Up to the line containing "justinmoon, line 1: I removed this file, doesn't", nothing is kept; from that line through the end of the data below, output every line exactly.

(DATA SUPPLIED)

Issue #2134, opened 2023-04-05
Organize files under `./scripts`


dpc:
Everything goes into `./scripts`. We could at least use some sub-directories splitting things between:

* tmuxinator
* tests
* other stuff

PR #2952, opened 2023-08-14
organize scripts folder

justinmoon:
Closes https://github.com/fedimint/fedimint/issues/2134


scripts/final-checks.sh
justinmoon, line 1: I removed this file, doesn't seem like anyone uses it

scripts/gw-reload.sh
justinmoon, line 1: I removed this file, don't think anyone uses it now that the cln extension is much simpler #fightingentropy

dpc (dismissed):
I'm sure it will break something, but there's no other way really. :D

dpc:
Probably missed adjusting flake source filters @justinmoon

scripts/gw-reload.sh
m1sterc001guy: Now that the extension reliably dies with CLN, its easier to just kill/restart CLN itself.

justinmoon:
@dpc passes ci now

elsirion (approved):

(End DATA SUPPLIED)

**RESULT OF THIS TASK**
justinmoon, line 1: I removed this file, doesn't seem like anyone uses it

scripts/gw-reload.sh
justinmoon, line 1: I removed this file, don't think anyone uses it now that the cln extension is much simpler #fightingentropy

dpc (dismissed):
I'm sure it will break something, but there's no other way really. :D

dpc:
Probably missed adjusting flake source filters @justinmoon

scripts/gw-reload.sh
m1sterc001guy: Now that the extension reliably dies with CLN, its easier to just kill/restart CLN itself.

justinmoon:
@dpc passes ci now

elsirion (approved):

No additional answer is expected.